Elle lui raconta que, malade d’une tumeur intestinale,
elle avait voulu venir à la célébration pour les
malades.
Mais écrasée par la honte d’elle-même et de sa vie,
elle s’était cachée en dehors de l’enceinte
où avait lieu la célébration, derrière des
palissades.
Là, elle avait entendu la parole de connaissance
au moment même
où une grande chaleur la brûlait intérieurement.
Elle avait été guérie par Jésus,
mais elle était encore incapable de venir témoigner.
Cette femme guérie s’est ensuite convertie
et est devenue une missionnaire de feu
en particulier dans le milieu d’où elle venait.
Jésus était venu la chercher, l’appeler,
et la mettre en route sur le chemin de l’amour,
de l’amour vrai et gratuit.
Frères et sœurs, voilà le style de Jésus :
venir nous chercher dans nous obscurités,
derrière nos palissades pour nous appeler à l’amour.
Il vient chercher les plus pauvres
ceux qui ont honte d’eux-mêmes devant Dieu,
devant les autres ;
ceux qui ont besoin d’être restaurés
dans l’estime d’eux-mêmes …
N'en n'avons-nous pas tous besoin ?
En Jésus nous voyons les pas de Dieu
qui est en route dans son pèlerinage intérieur,
le « pèlerinage intérieur » de Dieu
parti pour nous rechercher
et pour marcher avec nous.
Comme Lévi le publicain
ou cette jeune femme prostituée,
Jésus nous rend capables d’aimer
et d’aller avec lui à la rencontre des frères.

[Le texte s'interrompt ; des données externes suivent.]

PR #1187, opened 2021-03-04
POC Add a trait to bootstrap ViewableData into react component

maxime-rainville:
This Proof of Concept showcase how we could make it easier to for developers to create PHP Objects that maps to react component.

To illustrate this we've created a SiteName ViewableData class to replace the current Site name in the top left corner of the CMS.

### DIFF
--- a/client/src/boot/registerComponents.js
+++ b/client/src/boot/registerComponents.js
@@ -1,6 +1,7 @@
 import { Field as ReduxFormField } from 'redux-form';
 import Injector from 'lib/Injector';
 import ActionMenu from 'components/ActionMenu/ActionMenu';
+import CmsSiteName from 'components/CmsSiteName/CmsSiteName';
 import Badge from 'components/Badge/Badge';
 import Button from 'components/Button/Button';
 import BackButton from 'components/Button/BackButton';
@@ -100,5 +101,6 @@ export default () => {
     NumberField,
     PopoverOptionSet,
     ToastsContainer,
+    CmsSiteName
   });
 };
--- a/client/src/bundles/bundle.js
+++ b/client/src/bundles/bundle.js
@@ -100,6 +100,7 @@ require('../legacy/AddToCampaignForm');
 require('../legacy/SecurityAdmin');
 require('../legacy/ModelAdmin');
 require('../legacy/ToastsContainer');
+require('../legacy/BootstrapComponent');
 
 // Legacy form fields
 // Fields used by core legacy UIs, or available to users
--- a/client/src/components/CmsSiteName/CmsSiteName.js
+++ b/client/src/components/CmsSiteName/CmsSiteName.js
@@ -1,0 +1,21 @@
+import React from 'react';
+import PropTypes from 'prop-types';
+import classnames from 'classnames';
+
+const CmsSiteName = ({ title, baseHref }) => (
+  <div className="cms-sitename">
+    <a href="#" className="cms-sitename__link font-icon-silverstripe font-icon-large" target="_blank">
+    </a>
+    <a className="cms-sitename__title" href={baseHref} target="_blank">{title}</a>
+  </div>
+);
+
+CmsSiteName.propTypes = {
+  title: PropTypes.string,
+  baseHref: PropTypes.string,
+};
+
+CmsSiteName.defaultProps = {
+};
+
+export default CmsSiteName;
--- a/client/src/legacy/BootstrapComponent.js
+++ b/client/src/legacy/BootstrapComponent.js
@@ -1,0 +1,48 @@
+/* global ss */
+import jQuery from 'jquery';
+import React from 'react';
+import ReactDOM from 'react-dom';
+import { loadComponent } from 'lib/Injector';
+
+jQuery.entwine('ss', ($) => {
+  $('.js-injector-boot .bootstrap-component').entwine({
+
+    Component: null,
+
+    onmatch() {
+      const cmsContent = this.closest('.cms-content').attr('id');
+      const context = (cmsContent)
+        ? { context: cmsContent }
+        : {};
+
+      const componentName = this.data('component');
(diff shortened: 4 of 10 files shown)


client/src/boot/registerComponents.js
```diff
@@ -100,5 +101,6 @@ export default () => {
     NumberField,
     PopoverOptionSet,
     ToastsContainer,
+    CmsSiteName
```
maxime-rainville, line 104: This bits register our demo component in injector. Any new custom component would have to go through this step.

I nice thing here is that a developer could choose to override our component with their own custom implementation.

client/src/bundles/bundle.js
```diff
@@ -100,6 +100,7 @@ require('../legacy/AddToCampaignForm');
 require('../legacy/SecurityAdmin');
 require('../legacy/ModelAdmin');
 require('../legacy/ToastsContainer');
+require('../legacy/BootstrapComponent');
```
maxime-rainville, line 103: We're registering tho logic to bootstrap the react components. This would only happen once in core.

client/src/components/CmsSiteName/CmsSiteName.js
```diff
@@ -0,0 +1,21 @@
+import React from 'react';
+import PropTypes from 'prop-types';
+import classnames from 'classnames';
+
+const CmsSiteName = ({ title, baseHref }) => (
```
maxime-rainville, line 5: This replicates the existing SS templates but in JSX

client/src/legacy/BootstrapComponent.js
```diff
@@ -0,0 +1,48 @@
+/* global ss */
+import jQuery from 'jquery';
+import React from 'react';
+import ReactDOM from 'react-dom';
+import { loadComponent } from 'lib/Injector';
+
+jQuery.entwine('ss', ($) => {
```
maxime-rainville, line 7: This bit uses entwine to wire our react component. All Component based off the BootstrapComponent trait would use this generic bootstrapping logic.

code/React/BootstrapComponent.php
```diff
@@ -0,0 +1,152 @@
+<?php
+
+namespace SilverStripe\Admin\React;
+
+use SilverStripe\Core\Convert;
+
+trait BootstrapComponent
```
maxime-rainville, line 7: This trait contains most of the logic that needs to be added to a ViewableData object to be rendered as a React component.

maxime-rainville:
We would probably need a slightly more specialised version of BootstrapComponent for React Form Fields, but this shows the gist of what it would look like.

client/src/legacy/BootstrapComponent.js
blueo: looks good - quite similar to our implementation here: https://github.com/silverstripeltd/tourism1/blob/master/app/javascript/src/entwine/reactFieldBootstrapper.js we've got some extra handling for having an input field that the react component updates

code/React/BootstrapComponent.php
```diff
@@ -0,0 +1,152 @@
...
+        'AttributesHTML' => 'HTMLFragment'
+    ];
+
+    private $attributes = [];
+
+    protected $extraClasses = [];
+
+    public function forTemplate()
+    {
+        $return = $this->renderWith($this->getTemplates());
```
blueo, line 20: might be nice to throw somewhere if we aren't on viewable data, just in case someone expects that to work

code/React/SiteName.php
```diff
@@ -0,0 +1,27 @@
...
+
+use SilverStripe\Admin\LeftAndMain;
+use SilverStripe\Control\Director;
+use SilverStripe\SiteConfig\SiteConfig;
+use SilverStripe\View\ViewableData;
+
+
+class SiteName extends ViewableData
+{
+    use BootstrapComponent;
```
blueo, line 12: looks nice and clean :)

code/React/BootstrapComponent.php
unclecheese: The trait is coupled to `ViewableData`, which to me implies that this should be a subclass, not a trait. What are the tradeoffs for asking devs to subclass `ReactComponent` or something?

unclecheese (commented):
This is really cool. Reduces a lot of the toil around React and will definitely invite more uptake. I just have an architectural issue with the trait that could use some discussion, I think.

blueo:
> This is really cool. Reduces a lot of the toil around React and will definitely invite more uptake. I just have an architectural issue with the trait that could use some discussion, I think.

I'm of two minds about the trait. In support of a trait - i can be applied to existing fields which is great for extending functionality - eg the treedropdown field or multivalue.

unclecheese:
Yeah, fair point. `FormField` extends `RequestHandler` 🙄  ... maybe more composition isn't such a bad idea.

maxime-rainville:
Yeah ... I think the main value of a trait is to be able to retroactively add it to existing classes. My thinking is to create a ReactComponent interface that dev could choose to apply to classes that should be rendered with React. The trait would mostly be a sensible implementation of that interface. 

It's also worth mentioning that technically the only explicit coupling to ViewableData is the call to `renderWith()`. All the Attributes and ExtraClass logic snippets was actually copied over from `Form` and gets duplicated across a number of other classes. I'm thinking it might actually make sense to retroactively extract those bits of code to traits and remove them form `Form` and the other classes in which they appear.

Another side question could be do we want to use the trait approach for form fields as well? 

I was thinking most of those form field already have a react implementations ... we could actually put that "render in react" logic directly in `FormField` and enable it with a config flag. Suddenly, most of our CMS UI could be rendered in react by the flick of a switch. I'm not actually sure if this a good idea or if it would provide any value. 

Even if we decided not to flick that switch on all the time for all the fields, any React based form field would just need to extend `FormField` and have `private static $render_in_react = true` statement.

Le Carême est de ce point de vue
l’occasion d’un pèlerinage extraordinaire.
Non pas un pèlerinage
vers un sanctuaire ou vers la Terre sainte,
mais un pèlerinage vers ce frère, cette sœur,
ce voisin, cette collègue,
vis-à-vis de qui je me tiens à distance.
C’est peut-être cela le plus beau pèlerinage du
Carême.
Il ne s’agit pas de franchir des océans,
mais peut-être de franchir la porte de notre voisin de palier.
N’y a-t-il pas une personne au moins
que le Seigneur m’a désigné
ou me désigne maintenant dans mon cœur
vers qui je pourrais aller ?
Nous voici appelés à nous remettre en route !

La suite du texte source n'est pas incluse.